WORK INSTRUCTIONS -
Tell how many lines in the data below include the word "loop". The answer is the number only.

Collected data
+++

PR #1641, opened 2026-09-03
fix(committor): return error when MagicContext is missing in accept loop

crazywriter1:
## Summary
- `accept_scheduled_intents` used `.expect()` when reading `MAGIC_CONTEXT_PUBKEY` from AccountsDb
- A missing MagicContext account would panic the committor accept task on every slot tick
- Return `InternalIntentClientError::MagicContextMissing` instead; the existing loop in `service.rs` already logs and continues on `Err`

Related to #1018 (same panic-in-worker family); does not fix the transaction_preparator site.

## Test plan
- [X] `cargo check -p magicblock-committor-service`

## Summary by CodeRabbit

- **Bug Fixes**
  - Scheduled intent acceptance now reports a clear error when the required MagicContext account is unavailable, instead of causing a panic.


bmuddha (approved):
LGTM

crazywriter1:
Thanks for the review sir.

+++

RESPONSE TO THE TASK -
2